Thanks @johnlanni! I also realized that the manual coraza-proxy-wasm ftw test I always use should be in CI in this repo. Any other tests will also be welcome here, or there as well of course depending on the scope. I'll ping after adding the coraza one to see what makes sense structure-wise, thank you
@johnlanni I have added an e2e test based on the higress gc-test
https://github.com/wasilibs/nottinygc/tree/main/e2e/higress-gc-test
https://github.com/wasilibs/nottinygc/blob/main/magefiles/e2e.go#L115
Let me know if you have any suggestions for it. Thanks.
Hi,
We have a similar issue with wasm plugin built by tinygo. The envoy instance that holds the plugin consumes hundreds percent of CPU with increasing value of memory.

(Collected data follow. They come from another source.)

PR #2848, opened 2023-09-18
Update URLs even without any webs, to enable GraphiQL

amcaplan:

Functions need GraphiQL to accomplish various tasks. But in extension-only apps, we are not updating OAuth callback URLs, so GraphiQL isn't available.

Prompts if necessary, and updates URLs regardless of whether there are webs. This way, extension-only apps can still run GraphiQL.

Note that at least one access scope must be defined; otherwise, GraphiQL won't appear.

### How to test your changes?

1. Create an extension-only app.
2. Add a function. (recommendation: product discount)
3. Add an access scope. (recommendation: `write_discounts`)
4. Run `dev`. You should be prompted to approve updating the URLs, and you should be able to open GraphiQL.

### Measuring impact

### Checklist


gonzaloriestra (approved):
👌

amcaplan:
I've updated this PR to be a draft, as @RyanDJLee pointed out it would break the current auth flow for extension-only apps. So instead, we're looking at alternate approaches, and this PR will likely be closed. ([slack](https://shopify.slack.com/archives/C05E3BDFDRB/p1695141003704339?thread_ts=1695127826.504449&cid=C05E3BDFDRB))

amcaplan:
I think we can close this, as we're looking at other, better options that will not break existing functionality.

PR #2863, opened 2023-09-19
Add handle persistence to app deploy mutations

pt2pham:

Part of: https://github.com/Shopify/develop-app-foundations/issues/26
Requires: https://github.com/Shopify/shopify/pull/451765, https://github.com/Shopify/partners/pull/50186, https://github.com/Shopify/partners/pull/50232

This PR is being added to persist `handle` from the CLI so that any `shopify.extension.toml` that specifies `handle` will send it up to Core so that we can persist it server-side.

It seems that nottinygc couldn't release the memory. We tried to implement the simplest test to reproduce this case here.
Does anyone have any idea?
Hi @behnamnikbakht - are you seeing perpetually increasing memory usage over time or is it that memory is not reduced when idle? Unfortunately Wasm has no means to return memory to the os, this is fundamental to the spec and nothing GC can do about it. So res memory will never go down even when idle
By the way, your test case appears to be the same as this e2e
https://github.com/wasilibs/nottinygc/blob/main/e2e/higress-gc-test/main.go#L64
AFAICT it is behaving as expected.
Wasm has no means to return memory to the os, this is fundamental to the spec and nothing GC can do about it. So res memory will never go down even when idle
In our production environment, the WASM plugin processes 2000 requests per minute. The plugin heavily uses make for allocation. Our performance environment simulated 2000 RPM using Jmeter and ran the test for almost 2 days continuously. RES RES Memory growth of the envoy went from 150 MB to 900MB (see the below picture). If the RES memory will never go down, restarting the envoy every day is the only option. Any suggestions, please?

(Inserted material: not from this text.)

PR #2867, opened 2023-09-20
Fix `cmd_app_linked_config_source` not being accurate

matteodepalo:

Fixes https://github.com/Shopify/develop-app-management/issues/187

For `dev` we were always passing `configName` from the outside into the config log functions so `cached` was never being used.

Thanks for the graph @cheranm - I realized that a lot of the focus in our e2e tests is on the GC allocation and not process memory. When running the higress e2e and looking at docker stats
, I do see the same growing physical memory, despite our reported GC heap size being constant at around 20MB. I instrumented the binary with additional debugging, including logging mimalloc, and could confirm all the numbers double check to 20MB.
I don't know what to make of this - the numbers being reported by bdwgc and mimalloc could be wrong for some reason, but I don't think the chance of this is high. But in that case, it means the memory increase is outside what is allocated by this library, and I have no clues on how to debug that.